DATA EXTRACT:
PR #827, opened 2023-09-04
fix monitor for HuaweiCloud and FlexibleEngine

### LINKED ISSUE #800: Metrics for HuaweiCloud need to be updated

ASSIGNMENT: Count each line of the material above that holds the word "HuaweiCloud", and state the total with no other text.

WRITTEN ANSWER: 2